Lokasi lapak mereka di sekitar toko Radenmat dan cukup jauh dari tempat untuk membuat bordir atau tukang jahit yang berlokasi di dekat Dika. Kerja mereka bukan membuat jahitan bordiran tapi hanya sebagai perantara. Karena sering wara-wiri, keberadaan mereka ini dijuluki “Wa-wi”. Sebetulnya Wawi hanya jabatan tingkat dua sebab ada lagi jabatan yang tinggi. Kerjanya cuma sebatas: menawarkan, bernegosiasi, lalu mencatat tulisan untuk dibordir, dan menyerahkan tugas tersebut kepada Wawi, lalu si pesuruh pun pontang-panting menuju tempat bordiran, menunggu sebentar, kemudian kembali ke lapak dan menyerahkan barang yang dipesan. Soal harga per satuan, itu tergantung.

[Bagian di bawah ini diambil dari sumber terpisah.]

PR #493, opened 2023-11-13
Fix bug that occurs with dataclass_json 0.62

zigaLuksic:
The issue happens when someone calls the `to_dict` method on the collection.
Sadly this is used in our code a lot :upside_down_face: would you consider this worthy of a release?

### DIFF
--- a/sentinelhub/geometry.py
+++ b/sentinelhub/geometry.py
@@ -6,7 +6,7 @@ import contextlib
 import warnings
 from abc import ABCMeta, abstractmethod
 from math import ceil
-from typing import Callable, Dict, Iterator, Tuple, TypeVar, Union, cast
+from typing import Callable, Dict, Iterator, Tuple, TypeVar, Union
 
 import shapely.geometry
 import shapely.geometry.base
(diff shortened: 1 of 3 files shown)


zigaLuksic:
i guess a release makes sense also from the point that eo-grow tests get fixed. Otherwise we have to skip the byoc pipeline tests for a bit.

sentinelhub/geometry.py
```diff
@@ -159,9 +159,9 @@ def _tuple_from_list_or_tuple(
         :raises: TypeError
         """
         if len(bbox) == 4:
-            min_x, min_y, max_x, max_y = cast(Tuple[float, float, float, float], bbox)
+            min_x, min_y, max_x, max_y = bbox
         else:
-            (min_x, min_y), (max_x, max_y) = cast(Tuple[Tuple[float, float], Tuple[float, float]], bbox)
+            (min_x, min_y), (max_x, max_y) = bbox
         return float(min_x), float(min_y), float(max_x), float(max_y)
```
mlubej, line 165: Would it make sense to limit the various options how to define a bbox? it seems like a similar situation as in case of features in eolearn. But this is a separate issue, so this is just a comment.

mlubej (approved):
A minor release seems completely suitable to me.

sentinelhub/geometry.py
zigaLuksic: we already did quite a bit
the problem with that is that it is fairly code-breaking, so it's a sin of the past that we're slowly correcting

Ya, tergantung dari kelebihan bidang ekonomi dan bisnis serta kepiawaian taktik dalam memberikan harga tawaran dari si Wawi, dan dari si bos juga tentunya. Kalau si bos menawarkan satu buah nama itu lima ribu rupiah, dan si konsumen pun menjabat tangan si bos, maka keuntungan si bos adalah tiga ribu lima ratus. Masalah bagi untung, ini pun perkara dari MoU si bos dan si Wawi. Dari keuntungan itu bisa saja si bos dua ribu dan si Wawi seribu lima ratus. Tak jarang menemui si Wawi yang licik. Dan tak jarang pula menemui si bos yang amat licik.
Ngomong-ngomong masalah licik, hal demikian bisa disangkut-pautkan kepada Vio. Berulang kali dia menyuruh Rama menjadi Wawi. Bagi Rama yang keren bukan akting, tentulah tidak mau dijadikan anak buah oleh Vio yang kurus kering dan ringkih.
Rama menyuruh Vio menjadi Wawi. Dia mendaratkan pantatnya di kursi plastik murahan. Vio memaksa agar Rama mengulangi omongannya karena omongan itu tertelan oleh keramaian pasar. Dirasa Vio cuma pura-pura tidak mendengar sebab dia mencubit kuping dan mendekatkannya ke mulut Rama.
“Apa tadi? Apa?”
“Kau saja yang jadi Wawi!”
Vio menghentak-hentakkan kakinya sambil mencomel, “Kurasa, aku ni pandai dalam dunia marketing. Dan kau, Ram, kurasa kau secuil pun dak paham masalah marketing.”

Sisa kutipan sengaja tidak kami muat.